Activity - Beneath this line are the data; copy exactly the part of them that opens with the line containing "1. Create a" and closes with the line containing "You are correct", and only that part.

• • • •

PR #3834, opened 2025-07-31
feat(auth2): Use url-safe base64 encoding for session key

tp:
I attempted to simplify the format further by encoding the entire dataset in one URL-safe base64 encoded String, but since the Serverpod `Client` takes the raw "session key" and sends it as a `Basic` authorization header, that failed (rightfully) in the Relic webserver, as the string did not contain a `:` anymore and thus did not match the `user:pass` schema.

Thus we have to stick with this format for now, unless we change the client/server (while keeping backwards compatibility). For this token as well as JWT it might be prudent to support the `Bearer` token pattern, and not further modify the values.

## Summary by CodeRabbit

* **Refactor**
  * Improved internal handling of session keys for authentication sessions, delegating parsing and building logic to dedicated utilities.

* **Tests**
  * Added tests to ensure session keys are URL-safe, correctly formatted for authentication headers, and can be reliably encoded and decoded.

### DIFF
--- a/modules/new_serverpod_auth/serverpod_auth_session/serverpod_auth_session_server/lib/src/business/session_key.dart
+++ b/modules/new_serverpod_auth/serverpod_auth_session/serverpod_auth_session_server/lib/src/business/session_key.dart
@@ -1,0 +1,79 @@
+import 'dart:convert';
+import 'dart:typed_data';
+
+import 'package:meta/meta.dart';
+import 'package:serverpod/serverpod.dart';
+
+/// Prefix for sessions keys
+/// "sas" being abbreviated of "serverpod_auth_session"
+const _sessionKeyPrefix = 'sas';
+
+/// Creates the String representation to map to an `AuthSession`.
+@internal
+String buildSessionKey({
+  required final UuidValue authSessionId,
+  required final Uint8List secret,
+}) {
+  // Since the session key is sent as a `Basic` HTTP `Authorization` header by the Serverpod client,
+  // it's important that it contains at least one `:` so the `user:pass` schema is obeyed.
+  return '$_sessionKeyPrefix:${base64Url.encode(authSessionId.toBytes())}:${base64Url.encode(secret)}';
+}
+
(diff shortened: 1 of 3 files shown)


tp:
@coderabbitai full review

modules/new_serverpod_auth/serverpod_auth_session/serverpod_auth_session_server/lib/src/business/session_key.dart
```diff
@@ -0,0 +1,79 @@
...
+const _sessionKeyPrefix = 'sas';
+
+/// Creates the String representation to map to an `AuthSession`.
+@internal
+String buildSessionKey({
+  required final UuidValue authSessionId,
+  required final Uint8List secret,
+}) {
+  // Since the session key is sent as a `Basic` HTTP `Authorization` header by the Serverpod client,
+  // it's important that it contains at least one `:` to the `user:pass` schema is obeyed.
```
tp:
```suggestion
  // it's important that it contains at least one `:` so the `user:pass` schema is obeyed.
```

SandPod:
@tp - Since the token no longer strictly adheres to the `user:password` format of the Basic header, perhaps it is better if we simply transmit our token as a bearer token instead? We now have 3 section more simialir to the JWT format.

After some reading it seems fine to have a custom format for the token: https://datatracker.ietf.org/doc/html/rfc6750

tp:
@SandPod Yes, I would love to switch to that format.

We just have to be careful with backwards compatibility on the server. I think currently we can not do an E2E test from one version to another, but I would love to have this checked with a "real" 2.9.x client against the server. Otherwise blind-coding this and going to a different code path for `Bearer …` auth headers would be easy (and at least the new approach easily tested).

So maybe this is a good first step, and then when the `Bearer` token support is added we can switch to the other commit (single base64 string) from this PR and use that instead. (It's already suggested as such on the JWT session manager implementation ticket.)

SandPod:
Sounds good to me! Then we just need to make sure that we don't release this before we switched over to the other header.

PR #3835, opened 2025-07-31
feat(auth2): Provide abstract email endpoint for both database and JWT backed sessions

tp:
@SandPod for your consideration, I have built out the class hierarchy as discussed yesterday to showcase how we could have a "session-type agnostic" email endpoint, and implemented the one for `serverpod_auth_session`.

Similarly, we would have to create JWT variants for each of the touched classes.

### DIFF
--- a/modules/new_serverpod_auth/serverpod_auth_email/serverpod_auth_email_server/lib/serverpod_auth_email_server.dart
+++ b/modules/new_serverpod_auth/serverpod_auth_email/serverpod_auth_email_server/lib/serverpod_auth_email_server.dart
@@ -8,6 +8,7 @@ export 'package:serverpod_auth_user_server/serverpod_auth_user_server.dart'
     hide Endpoints, Protocol;
 
 export 'src/business/auth_email.dart' show AuthEmail;
-export 'src/endpoints/auth_email_base_endpoint.dart' show AuthEmailBaseEndpoint;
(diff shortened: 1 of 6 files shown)


tp:
Personally, I don't think this is a good way forward, as the combinatory explosion in the class names shows this to not scale, and I would be surprised if this is warranted for just the session type switch but not other variants one could think of.

Generally, I would probably also not push JWT for _internal_ client to server communication as much, as the single DB look up for an incoming request to me seems a good deal compared to the downsides of the access tokens. So I would rather envision clients that have to communicate with 3rd party services (that want to rely on/trust the Serverpod server) to only use access tokens when communicating with them. In that regard, we might want to ensure (as it currently does), that our JWT session manager would also be useful to prepare such "external" requests and does not in any way get locked down to be only usable with/from a Serverpod `Client`.

SandPod:
Does this work with our generator?

tp:
> Does this work with our generator?

No, not yet. The fixed generics the subclass sets do not get used on the endpoint methods:

CleanShot 2025-08-01 at 10 33 14@2x
(The "SessionType" in this case does not even exist and is the name I gave to the generic type parameter.)

So the code generator would need to get updated to support this pattern.

SandPod:
We implemented client generation of abstract endpoints and true inheritance in endpoints. Meaning we can create client side logic that does not depend on the real endpoint implementation.

PR #3839, opened 2025-07-31
feat(auth2): Use `UuidValue.withValidation` instead of `fromString`

tp:
Ensuring that the string indeed represented a valid UUID

### DIFF
--- a/modules/new_serverpod_auth/serverpod_auth_jwt/serverpod_auth_jwt_server/lib/src/business/jwt_util.dart
+++ b/modules/new_serverpod_auth/serverpod_auth_jwt/serverpod_auth_jwt_server/lib/src/business/jwt_util.dart
@@ -79,7 +79,7 @@ class JwtUtil {
 
     final UuidValue refreshTokenId;
     try {
-      refreshTokenId = UuidValue.fromString(jwt.jwtId!);
+      refreshTokenId = UuidValue.withValidation(jwt.jwtId!);
     } catch (e) {
       throw ArgumentError(
         'The refresh token ID could not be read from the JWT\'s `id` claim: "${jwt.jwtId}"',
@@ -89,7 +89,7 @@ class JwtUtil {
 
     final UuidValue authUserId;
     try {
-      authUserId = UuidValue.fromString(jwt.subject!);
+      authUserId = UuidValue.withValidation(jwt.subject!);
     } catch (e) {
       throw ArgumentError(
         'The auth user ID could not be read from the JWT\'s `subject` claim: "${jwt.subject}"',


modules/new_serverpod_auth/serverpod_auth_jwt/serverpod_auth_jwt_server/lib/src/business/jwt_util.dart
```diff
@@ -79,7 +79,7 @@ class JwtUtil {
 
     final UuidValue refreshTokenId;
     try {
-      refreshTokenId = UuidValue.fromString(jwt.jwtId!);
+      refreshTokenId = UuidValue.withValidation(jwt.jwtId!);
```
tp, line 82: The only other (non test) place we use `UuidValue.fromString` is for any default model values.

Should we update the code generator here, check the value once during code gen, or leave it as is (in which case the DB write might fail)? 

https://github.com/serverpod/serverpod/blob/b7fd2625281e112dfbbbb2889270cbe8e9c7a97b/tests/serverpod_test_client/lib/src/protocol/defaults/uuid/uuid_default_mix.dart#L22

modules/new_serverpod_auth/serverpod_auth_jwt/serverpod_auth_jwt_server/lib/src/business/jwt_util.dart
```diff
@@ -89,7 +89,7 @@ class JwtUtil {
 
     final UuidValue authUserId;
     try {
-      authUserId = UuidValue.fromString(jwt.subject!);
+      authUserId = UuidValue.withValidation(jwt.subject!);
```
tp, line 92: @coderabbitai Ensure that we're using this pattern going forward.

modules/new_serverpod_auth/serverpod_auth_jwt/serverpod_auth_jwt_server/lib/src/business/jwt_util.dart
SandPod: We discussed this when implementing UUIDs in general and we already run the validation when defining the values so it should not be required: https://github.com/serverpod/serverpod/blob/b7fd2625281e112dfbbbb2889270cbe8e9c7a97b/tools/serverpod_cli/lib/src/analyzer/models/validation/restrictions/default.dart#L299

SandPod (approved):
LGTM! 👍

modules/new_serverpod_auth/serverpod_auth_jwt/serverpod_auth_jwt_server/lib/src/business/jwt_util.dart
tp: Ah, perfect! :)

PR #3844, opened 2025-07-31
feat(auth2): Require callback parameter on `AppleAccountsAdmin.checkAccountStatus` instead of having it configured via the config

tp:
## Summary by CodeRabbit

* **New Features**
  * The batch size limit for database queries when checking Apple account status is now configurable.

* **Bug Fixes**
  * Improved handling of revoked Apple authentication tokens by requiring an explicit callback for expired user authentication.

* **Refactor**
  * Streamlined internal configuration for Apple account administration, removing unnecessary dependencies.

### DIFF
--- a/modules/new_serverpod_auth/serverpod_auth_apple_account/serverpod_auth_apple_account_server/lib/src/business/apple_accounts_admin.dart
+++ b/modules/new_serverpod_auth/serverpod_auth_apple_account/serverpod_auth_apple_account_server/lib/src/business/apple_accounts_admin.dart
@@ -6,12 +6,11 @@ import 'package:sign_in_with_apple_server/sign_in_with_apple_server.dart';
 
 /// Administrative Apple account management functions.
 final class AppleAccountsAdmin {
-  final AppleAccountConfig _config;
   final SignInWithApple _siwa;
 
   /// Creates a new instance of the admin utilities.
   @internal
-  AppleAccountsAdmin(this._config, this._siwa);
+  AppleAccountsAdmin(this._siwa);
 
   /// Checks whether all accounts are in good standing with Apple and that the
   /// authorization has not been revoked.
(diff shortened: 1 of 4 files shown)


tp:
@coderabbitai full review

modules/new_serverpod_auth/serverpod_auth_apple_account/serverpod_auth_apple_account_server/lib/src/business/apple_accounts_admin.dart
```diff
@@ -24,24 +23,22 @@ final class AppleAccountsAdmin {
   /// revoked.
   Future<void> checkAccountStatus(
     final Session session, {
+    /// Callback to be invoked when an Apple authentication has been revoked.
+    ///
+    /// In this case all sessions associated with this sign-in method should be
+    /// removed.
+    required final void Function(UuidValue authUserId)
```
SandPod, line 30: Question: Do we not have any tests for this code? I would expect this to trigger some form of test update since the interface is modified.

tp: No, not yet. Since the function primarily calls out to Apple's web service, and that one is currently not mockable (but we could of course make it replacable with a mock).

Same thing goes for Google, we should probably find a level at which to intercept the external calls, so we can test the behavior around it.

tp: Ah, since the admin class already takes a Apple interface instance instead of creating it itself I should be able to add that one easily and cleanly (as opposed to the non-admin variant, where it gets internally created based on the config and thus will be trickier).

tp: added an admin integration test for this.

PR #3849, opened 2025-08-02
feat!: Require `String` for `userIdentifier` in `AuthenticationInfo` constructor

### LINKED ISSUE #3477: Change `Object userIdentifier` to use type `String` instead
In order to not introduce breaking changes in #3443 we widened the previous `int user` parameter to `Object userIdentifier` (only expected `int` or `UuidValue` for now from our own packages).

In a future major release we should clean this up to be of type `String` to match `AuthenticationInfo.userIdentifier` (which is what should be passed here anyway).

Currently areas in the code using this:
https://github.com/tp/serverpod/blob/4315e0f240e0fa2ecef1a8d20e230dad5a7e9d2d/packages/serverpod/lib/src/server/session.dart#L645
https://github.com/tp/serverpod/blob/4315e0f240e0fa2ecef1a8d20e230dad5a7e9d2d/packages/serverpod/lib/src/server/message_central.dart#L12
https://github.com/tp/serverpod/blob/4315e0f240e0fa2ecef1a8d20e230dad5a7e9d2d/packages/serverpod/lib/src/authentication/authentication_info.dart#L32

tp:
Instead of internally converting `Object` to `String`

Also changes the related usages of `Object userIdentifier`, which mirror/are triggered by the `AuthenticationInfo` field.

Closes #3477

## Summary by CodeRabbit

* **Refactor**
  * Standardized user identifier types across the authentication system to consistently use string values instead of integers or objects.

* **Tests**
  * Updated all related test cases to use string-based user identifiers, ensuring compatibility with the new identifier format.

* **Bug Fixes**
  * Improved reliability and consistency in authentication and session management by unifying the user identifier type.

### DIFF
--- a/modules/new_serverpod_auth/serverpod_auth_jwt/serverpod_auth_jwt_server/lib/src/business/authentication_info_from_jwt.dart
+++ b/modules/new_serverpod_auth/serverpod_auth_jwt/serverpod_auth_jwt_server/lib/src/business/authentication_info_from_jwt.dart
@@ -13,7 +13,7 @@ extension AuthenticationInfoFromJwt on AuthenticationInfo {
     final VerifiedJwtData result,
   ) {
     final authInfo = AuthenticationInfo(
-      result.authUserId,
+      result.authUserId.uuid,
       result.scopes,
       authId: result.refreshTokenId.toString(),
     );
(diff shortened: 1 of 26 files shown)


tp:
@coderabbitai full review

SandPod (approved):
LGTM!

PR #3851, opened 2025-08-04
refactor(auth2)!: Consolidate auth provider packages

SandPod:
Consolidates all new auth provider packages into a single package called `serverpod_auth_idp`.

Models and passwords have been updated to reflect the package renaming.

Notably, the last commit renames the `serverpod_auth_email_account_passwordHashPepper` to `serverpod_auth_idp_email_passwordHashPepper`, which would be a required change for anyone depending on this work currently.

This PR will be followed by a second PR that consolidates all the core package into a single `serverpod_auth_core` package.

### Review guidance

Unfortunately, this PR is a bit of a "trust me, I'm an engineer" PR. It will be hard to review but could be worth inspecting the new state.

## Pre-launch Checklist

## Breaking changes

Yes, but this is connected to an unpublished feature.


modules/new_serverpod_auth/serverpod_auth_idp/serverpod_auth_idp_server/lib/src/email/email.dart
```diff
@@ -0,0 +1,13 @@
+export 'package:serverpod_auth_session_server/serverpod_auth_session_server.dart'
+    show AuthSuccess;
+
+export 'business/auth_email.dart' show AuthEmail;
+export 'business/email_account_config.dart';
+export 'business/email_account_not_found_exception.dart';
```
christerswahn: Double-checking regarding the exceptions of the email IDP:

- This exception is exported but defined in Dart source code. Is it exported for server-side-only use?
- All the other email-related exceptions, are they automatically exported via the generated code?

modules/new_serverpod_auth/serverpod_auth_idp/serverpod_auth_idp_server/lib/serverpod_auth_idp_server.dart
```diff
@@ -1,13 +1,12 @@
...
 export 'package:serverpod_auth_profile_server/serverpod_auth_profile_server.dart'
     hide Endpoints, Protocol;
 export 'package:serverpod_auth_session_server/serverpod_auth_session_server.dart'
     hide Endpoints, Protocol;
 export 'package:serverpod_auth_user_server/serverpod_auth_user_server.dart'
     hide Endpoints, Protocol;
 
-export 'src/business/auth_email.dart' show AuthEmail;
-export 'src/endpoints/auth_email_base_endpoint.dart' show AuthEmailBaseEndpoint;
+export 'src/apple/apple.dart';
```
christerswahn: Discussion: Should we also support importing these libraries individually? E.g. email but not the other IDP variants?

modules/new_serverpod_auth/serverpod_auth_idp/serverpod_auth_idp_server/lib/src/email/email.dart
SandPod: Yes, the configuration here is deliberate.

The intention is that if we throw this exception, this is a server error and should not be leaked to the client.

And all the other exceptions are exported through the generated code (through the protocol file).

modules/new_serverpod_auth/serverpod_auth_idp/serverpod_auth_idp_server/lib/serverpod_auth_idp_server.dart
SandPod: We could, but I would like to introduce a single `provider` configuration class that you use to configure the providers you would like to have enabled.

That could look something like this: `AuthConfig.set(google: GoogleConfig(...), apple: AppleConfig(....), email: EmailConfig(...))`

That would allow us to remove the passwords that we automatically read and allow the user to define them as they wish.

What do you think about that?


Inspiration is taken from here [NextAuth](https://next-auth.js.org):

```
import NextAuth from 'next-auth'
import AppleProvider from 'next-auth/providers/apple'
import FacebookProvider from 'next-auth/providers/facebook'
import GoogleProvider from 'next-auth/providers/google'
import EmailProvider from 'next-auth/providers/email'

export default NextAuth({
  providers: [
    // OAuth authentication providers...
    AppleProvider({
      clientId: process.env.APPLE_ID,
      clientSecret: process.env.APPLE_SECRET
    }),
    FacebookProvider({
      clientId: process.env.FACEBOOK_ID,
      clientSecret: process.env.FACEBOOK_SECRET
    }),
    GoogleProvider({
      clientId: process.env.GOOGLE_ID,
      clientSecret: process.env.GOOGLE_SECRET
    }),
    // Passwordless / email sign in
    EmailProvider({
      server: process.env.MAIL_SERVER,
      from: 'NextAuth.js <no-reply@example.com>'
    }),
  ]
})
```

christerswahn: Couldn't we do both? (Note the imports in the pasted example.) If the `providers` configuration element takes a general type, and each providers configuration definition is of that type, wouldn't something like this be possible:

```
AuthConfig.set(providers: [
  GoogleConfig(...),
  AppleConfig(....),
  EmailConfig(...)),
]);
```

And if users are able to add custom providers, that is an additional reason of not hardcoding member names like `apple` right?

SandPod: You're right, the division of packages makes and I didn't think about that. I'll implement the change. (This shared provider configuration does not exist yet).

With Dart's type safety at hand, I used hardcoded parameters to increase discoverability in a package that is not written by the user. This also has the benefit of preventing multiple configurations of the same providers.

I would expect some shared configuration between providers to exist in the future so it also makes sense to allow the user to configure their custom provider through our interface.

I see two options here.
1. Follow your suggestion and use a generalized `ProviderConfiguration` interface that the different providers implement (KISS principle).
```dart
AuthConfig.set(providers: [
  GoogleConfig(...),
  AppleConfig(....),
  EmailConfig(...)),
]);
```

2. Use hardcoded configuration values, but also provide a `customProviders` parameter that takes a list of the generalized `ProviderConfiguration` interfaces to make it easy to tag on custom implementations. (Opting for discoverability and guidance)
```dart
AuthConfig.set(providers: Providers(
  google: GoogleConfig(...),
  apple: AppleConfig(....),
  email: EmailConfig(...),
  customProviders: [....],
))
```

What do you think?

nielsenko: I prefer just a `providers` argument. I think discoverability is fine, there is a mandatory named argument, that is a list/iterable of provider configs. Also, I would loose the `.set` and just use an unnamed ctor.

SandPod: @coderabbitai Could you create an issue for adding this shared configuration interface using the generalized configuration list?

christerswahn (approved):
LGTM! 👍

Issue #3217, opened 2025-02-10
Custom serializable classes utilized as optional members in methods generates code with null-aware operator linting warnings


dannejosefsson:
### Describe the bug

When a custom serializable class that implements `ProtocolSerialization` is used as a optional member of a model or protocol model the generated code that is spawned generates a linting warning:
`The receiver can't be null, so the null-aware operator '?.' is unnecessary.
Try replacing the operator '?.' with '.'.` in the corresponding model/protocol file. 

```dart
  @override
  Map<String, dynamic> toJsonForProtocol() {
    return {
      if (className != null)
        'className':
// ignore: unnecessary_type_check
            className is _i1.ProtocolSerialization
                ? (className as _i1.ProtocolSerialization)?.toJsonForProtocol()
                : className?.toJson()
    };
```

Given that the check that the object implements `ProtocolSerialization`, it seems that the null aware operator isn't needed.

This behavior arose somewhere between 2.1.5 and 2.3.1 and is probably related to #3015.

### To reproduce

1. Create a custom serializable class, like:
```dart
class ClassName implements ProtocolSerialization {
  @override
  toJsonForProtocol() {
    return "customClass";
  }
  //...
}
```
2. Configure the `*_server` according to [Custom serialization](https://docs.serverpod.dev/concepts/serialization)
3. Create a model or protocol model with this class as an optional member, like
```yaml
class: CustomClassNullAware
fields:
    className: ClassName?
```
4. Generate the code via `serverpod generate`.
5. Check linting warnings

### Expected behavior

The code generated should not trigger a linting warning.

### Library version

$ dart --version
Dart SDK version: 3.6.1 (stable) (Tue Jan 7 09:50:00 2025 -0800) on "linux_x64"
$ serverpod version
Serverpod version: 2.3.1

### Platform information

Docker container based on Ubuntu 24.10.

### How experienced are you with this library?

Intermediate - Familiar with the basics or have used it in a few projects

### Are you interested in working on a PR for this?

- [ ] I want to work on this

SandPod:
Thanks for the report @dannejosefsson!

You are correct in pinpointing the introduction of this issue.

The comment above the line with the issue `// ignore: unnecessary_type_check` was probably intended to silence it. But it doesn't seem like it is very effective.

daniel-b3:
[...]

PR #3854, opened 2025-08-05
fix: Unnessary optional null check on generated class with custom class

exaby73:
When using custom classes in protocols, an uncessary null-aware operator (`?.`) was added to the generated code in `toJsonForProtocol()`. This PR aims to fix that lint

Fixes https://github.com/serverpod/serverpod/issues/3217

## Pre-launch Checklist

### DIFF
--- a/tools/serverpod_cli/lib/src/generator/dart/library_generators/model_library_generator.dart
+++ b/tools/serverpod_cli/lib/src/generator/dart/library_generators/model_library_generator.dart
@@ -1222,14 +1222,9 @@ class SerializableModelLibraryGenerator {
         serverpodUrl(serverCode),
       );
 
-      var toJsonForProtocolExpression = switch (nullableField) {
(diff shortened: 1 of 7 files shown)


tools/serverpod_cli/lib/src/generator/dart/library_generators/model_library_generator.dart
```diff
@@ -1222,14 +1222,9 @@ class SerializableModelLibraryGenerator {
         serverpodUrl(serverCode),
       );
 
-      var toJsonForProtocolExpression = switch (nullableField) {
```
SandPod, line 1225: Question: Did this not prompt any changes in our checked in generated files?

If not, could you add a model that would trigger this issue?

exaby73: Added

PR #3857, opened 2025-08-06
refactor!(auth2): Rename the backwards compatibility module.

SandPod:
Renames the backwards compatability module into `serverpod_auth_bridge` to better reflect that the package should be used as a bridge after migration and should later on be removed.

• • • •

Result for this exercise -
1. Create a custom serializable class, like:
```dart
class ClassName implements ProtocolSerialization {
  @override
  toJsonForProtocol() {
    return "customClass";
  }
  //...
}
```
2. Configure the `*_server` according to [Custom serialization](https://docs.serverpod.dev/concepts/serialization)
3. Create a model or protocol model with this class as an optional member, like
```yaml
class: CustomClassNullAware
fields:
    className: ClassName?
```
4. Generate the code via `serverpod generate`.
5. Check linting warnings

### Expected behavior

The code generated should not trigger a linting warning.

### Library version

$ dart --version
Dart SDK version: 3.6.1 (stable) (Tue Jan 7 09:50:00 2025 -0800) on "linux_x64"
$ serverpod version
Serverpod version: 2.3.1

### Platform information

Docker container based on Ubuntu 24.10.

### How experienced are you with this library?

Intermediate - Familiar with the basics or have used it in a few projects

### Are you interested in working on a PR for this?

- [ ] I want to work on this

SandPod:
Thanks for the report @dannejosefsson!

You are correct in pinpointing the introduction of this issue.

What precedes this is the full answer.